# Multilabel k Nearest Neighbours¶

class skmultilearn.adapt.MLkNN(k=10, s=1.0, ignore_first_neighbours=0)[source]

kNN classification method adapted for multi-label classification

MLkNN builds uses k-NearestNeighbors find nearest examples to a test class and uses Bayesian inference to select assigned labels.

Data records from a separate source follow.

PR #1986, opened 2023-07-24
Semantic tags: Fix missing translations in case of missing label

florian-h05:
Fixes #1976.
Follow-up for #1882.

PR #2029, opened 2023-08-19
Fix missing labels for semantic cards

### LINKED ISSUE #2006: Openhab 4 translation fallback in main Ui
## The problem
Hello everyone,
I successfully migrate to Openhab 4 (from 3.4 / docker Version) and everything seems to work fine :).
The only thing I recognize is that the translation in the main UI sometimes switches between german and english (seems that it fallback to english).
Going to the setting menu and open the regional settings and saving it without changing anything, changes the language back to german. After some hours or days it switches back to english.
The “problem” occurs in the tab “Geräte” or “Eigenschaften” as you can see in the screenshot
image

## Expected behavior
The tab “Geräte” or “Eigenschaften” is translated and don't fallback after some time to english.

## Steps to reproduce
I don't really know, in my case it happens after some time.

1. 

## Your environment
openhab 4.0.1 // docker version 

```yaml

```

## Browser console

```txt

```

florian-h05:
Fixes #2006.
Probably fixes the issue described in https://github.com/openhab/openhab-webui/pull/1986#issuecomment-1656746939.

Reported on the community: https://community.openhab.org/t/openhab-4-0-release-discussion/147957/86.

Sometimes, the equipment and property cards did not use the translations.
I found out, that in some cases the equipment and property pages (Main UI in general) initialized before the translations loaded, this hopefully solves it.

### DIFF
--- a/bundles/org.openhab.ui/web/src/components/app.vue
+++ b/bundles/org.openhab.ui/web/src/components/app.vue
@@ -136,7 +136,7 @@
       <developer-sidebar />
     </f7-panel>
 
-    <f7-view main v-show="ready" class="safe-areas" url="/" :master-detail-breakpoint="960" :animate="themeOptions.pageTransitionAnimation !== 'disabled'" />
+    <f7-view main v-if="ready" class="safe-areas" url="/" :master-detail-breakpoint="960" :animate="themeOptions.pageTransitionAnimation !== 'disabled'" />
 
   <!-- <f7-login-screen id="my-login-screen" :opened="loginScreenOpened">
     <f7-view name="login" v-if="$device.cordova">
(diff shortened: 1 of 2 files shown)


bundles/org.openhab.ui/web/src/components/app.vue
```diff
@@ -136,7 +136,7 @@
       <developer-sidebar />
     </f7-panel>
 
-    <f7-view main v-show="ready" class="safe-areas" url="/" :master-detail-breakpoint="960" :animate="themeOptions.pageTransitionAnimation !== 'disabled'" />
+    <f7-view main v-if="ready" class="safe-areas" url="/" :master-detail-breakpoint="960" :animate="themeOptions.pageTransitionAnimation !== 'disabled'" />
```
florian-h05, line 139: @ghys We should only initialize the f7-view after all data is loaded (i.e. ready is true). I have checked the app.vue code and found no reference to the f7-view, so I think this is fine.

ghys: Alright, normally I never use `v-show` if I could use `v-if` instead, so there could be a reason why I did here in 2020 (https://github.com/openhab/openhab-webui/commit/6d12fe94fe2756b8966a908ace38d69b5dd85347) and just can't remember why atm. Let me sit on this one for a while...

ghys: Let's just keep this last remark in mind and see how it goes.

ghys (approved):
Thanks!

florian-h05:
If it goes well for two weeks I would say let’s backport it then!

Parameters: k (int) – number of neighbours of each input instance to take into account s (float (default is 1.0)) – the smoothing parameter ignore_first_neighbours (int (default is 0)) – ability to ignore first N neighbours, useful for comparing with other classification software.
knn_

an instance of sklearn.NearestNeighbors – the nearest neighbors single-label classifier used underneath

Note

If you don’t know what ignore_first_neighbours does, the default is safe. Please see this issue.

References

If you use this classifier please cite the original paper introducing the method:

@article{zhang2007ml,
title={ML-KNN: A lazy learning approach to multi-label learning},
author={Zhang, Min-Ling and Zhou, Zhi-Hua},
journal={Pattern recognition},
volume={40},
number={7},
pages={2038--2048},
year={2007},
publisher={Elsevier}
}


Examples

Here’s a very simple example of using MLkNN with a fixed number of neighbors:

from skmultilearn.adapt import MLkNN

classifier = MLkNN(k=3)

# train
classifier.fit(X_train, y_train)

# predict
predictions = classifier.predict(X_test)


You can also use GridSearchCV to find an optimal set of parameters:

from skmultilearn.adapt import MLkNN
from sklearn.model_selection import GridSearchCV

parameters = {'k': range(1,3), 's': [0.5, 0.7, 1.0]}
score = 'f1-macro

clf = GridSearchCV(MLkNN(), parameters, scoring=score)
clf.fit(X, y)

print clf.best_params_, clf.best_score_

# output
({'k': 1, 's': 0.5}, 0.78988303374297597)

fit(X, y)[source]

Fit classifier with training data

Parameters: X (numpy.ndarray or scipy.sparse) – input features, can be a dense or sparse matrix of size (n_samples, n_features) y (numpy.ndaarray or scipy.sparse {0,1}) – binary indicator matrix with label assignments. fitted instance of self self
get_params(deep=True)

Get parameters to sub-objects

Introspection of classifier for search models like cross-validation and grid search.

Parameters: deep (bool) – if True all params will be introspected also and appended to the output dictionary. out – dictionary of all parameters and their values. If deep=True the dictionary also holds the parameters of the parameters. dict
predict(X)[source]

Predict labels for X

Parameters: X (numpy.ndarray or scipy.sparse.csc_matrix) – input features of shape (n_samples, n_features) binary indicator matrix with label assignments with shape (n_samples, n_labels) scipy.sparse matrix of int
predict_proba(X)[source]

Predict probabilities of label assignments for X

Parameters: X (numpy.ndarray or scipy.sparse.csc_matrix) – input features of shape (n_samples, n_features) binary indicator matrix with label assignment probabilities with shape (n_samples, n_labels) scipy.sparse matrix of int
score(X, y, sample_weight=None)

Returns the mean accuracy on the given test data and labels.

In multi-label classification, this is the subset accuracy which is a harsh metric since you require for each sample that each label set be correctly predicted.

Parameters: X (array-like, shape = (n_samples, n_features)) – Test samples. y (array-like, shape = (n_samples) or (n_samples, n_outputs)) – True labels for X. sample_weight (array-like, shape = [n_samples], optional) – Sample weights. score – Mean accuracy of self.predict(X) wrt. y. float
set_params(**parameters)

Propagate parameters to sub-objects

Set parameters as returned by get_params. Please see this link.